PR #2120, opened 2025-09-18
Add faulty memory card recipe

mosesyu1028:
The faulty memory card from MAE2 currently doesn't have a recipe, so I added a new recipe taking a regular memory card and crafting with an ae2 knife. Please feel free to edit the recipe as needed.

Maybe we could mention the existance of it (and how to use decrement mode) in the QB for assembly line?

image

---

Also, the advanced memory card from BetterP2P seems to have a duplicated recipe and the extra recipe isn't actually needed:

Current build:
image

Changed build:
image

### DIFF
--- a/kubejs/server_scripts/mods/AE2.js
+++ b/kubejs/server_scripts/mods/AE2.js
@@ -1099,8 +1099,8 @@ ServerEvents.recipes(event => {
         .duration(200)
         .EUt(GTValues.VA[GTValues.MV])
 
-    // BetterP2P
-    event.shapeless("betterp2p:advanced_memory_card", ["ae2:memory_card", "ae2:network_tool"])
+    // Faulty Memory Card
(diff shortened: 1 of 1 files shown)


Apoptosis847639:
and it seems I am an idiot and didn't read the rest of it :sob:

Apoptosis847639:
After looking at it again, I can't seem to find the other recipe, might be better to remove that one and keep the recipe in AE2.js

mosesyu1028:
> After looking at it again, I can't seem to find the other recipe, might be better to remove that one and keep the recipe in AE2.js

What do you mean by the other recipe? I could keep the betterp2p recipe in for redundancy if maybe my version of the pack is broken or something.

Apoptosis847639:
> > After looking at it again, I can't seem to find the other recipe, might be better to remove that one and keep the recipe in AE2.js
> 
> What do you mean by the other recipe? I could keep the betterp2p recipe in for redundancy if maybe my version of the pack is broken or something.
Nevermind, I think it's fine

PR #111, opened 2020-02-16
Correcting cross-call calculate_cycles cycle counting

krs013:
This PR contains two commits so far. The first is an adjustment to the method `calculate_cycles` that keeps track of how many cycles it runs across calls to account for overshoot when an instruction takes more cycles than the target number. We actually devised these changes almost a year ago but it got lost in a stale branch... oops.

The second commit consists of changes to the test cases that were required to reset the replays and get the regression tests passing--this is warranted because the test failures are due to desired changes to emulation.

All tests pass on macOS and Linux under Cython. I can't get all tests to pass on PyPy, though I don't think it's related to the changes (it may be related to the test library changes). Previous commits fail some tests for me as well under PyPy, but that could be my setup.

If we can determine what is wrong with the PyPy tests, it might be worth fixing before merge. I would still like to try making some changes to the test library in the future, probably using `tox`, and PyPy would receive more attention then. Another subject of focus would be simplifying the process of updating tests when a desired change is made. I considered trying to do that in this PR but then we'd never merge in the actual correction! But the sooner we fix this, the better, and this is necessary for sound anyway.

It should be noted that changes like this will probably affect downstream projects that rely on frame-level consistency like bots, TAS bots, or some AI's. We'll probably want to include that warning in the merge commit message.


Baekalfen:
Nice with the reset flag in the tests!

krs013:
Ah, nice, the cycles_remaining is definitely neater. It may affect sound calculation, since that needs to know when register writes happen at the clock level, but there may be a better solution for that anyway. We'll see.

PR #112, opened 2020-02-21
Add get_scanline_parameters method

MisterKeefe:
Hi, 

Not sure if this is generally useful -- this PR adds a method to retrieve the `_scanlineparameters` from the window object. It's implemented only for the `SDLWindow` and children, and returns a list of lists, one per scanline, with the position(s) in the tilemap used for each scanline per frame.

EXERCISE GOAL. Beginning with the opening line above, retype the records exactly through the line with "This PR contains", both ends included.

TASK ANSWER.
PR #2120, opened 2025-09-18
Add faulty memory card recipe

mosesyu1028:
The faulty memory card from MAE2 currently doesn't have a recipe, so I added a new recipe taking a regular memory card and crafting with an ae2 knife. Please feel free to edit the recipe as needed.

Maybe we could mention the existance of it (and how to use decrement mode) in the QB for assembly line?

image

---

Also, the advanced memory card from BetterP2P seems to have a duplicated recipe and the extra recipe isn't actually needed:

Current build:
image

Changed build:
image

### DIFF
--- a/kubejs/server_scripts/mods/AE2.js
+++ b/kubejs/server_scripts/mods/AE2.js
@@ -1099,8 +1099,8 @@ ServerEvents.recipes(event => {
         .duration(200)
         .EUt(GTValues.VA[GTValues.MV])
 
-    // BetterP2P
-    event.shapeless("betterp2p:advanced_memory_card", ["ae2:memory_card", "ae2:network_tool"])
+    // Faulty Memory Card
(diff shortened: 1 of 1 files shown)


Apoptosis847639:
and it seems I am an idiot and didn't read the rest of it :sob:

Apoptosis847639:
After looking at it again, I can't seem to find the other recipe, might be better to remove that one and keep the recipe in AE2.js

mosesyu1028:
> After looking at it again, I can't seem to find the other recipe, might be better to remove that one and keep the recipe in AE2.js

What do you mean by the other recipe? I could keep the betterp2p recipe in for redundancy if maybe my version of the pack is broken or something.

Apoptosis847639:
> > After looking at it again, I can't seem to find the other recipe, might be better to remove that one and keep the recipe in AE2.js
> 
> What do you mean by the other recipe? I could keep the betterp2p recipe in for redundancy if maybe my version of the pack is broken or something.
Nevermind, I think it's fine

PR #111, opened 2020-02-16
Correcting cross-call calculate_cycles cycle counting

krs013:
This PR contains two commits so far. The first is an adjustment to the method `calculate_cycles` that keeps track of how many cycles it runs across calls to account for overshoot when an instruction takes more cycles than the target number. We actually devised these changes almost a year ago but it got lost in a stale branch... oops.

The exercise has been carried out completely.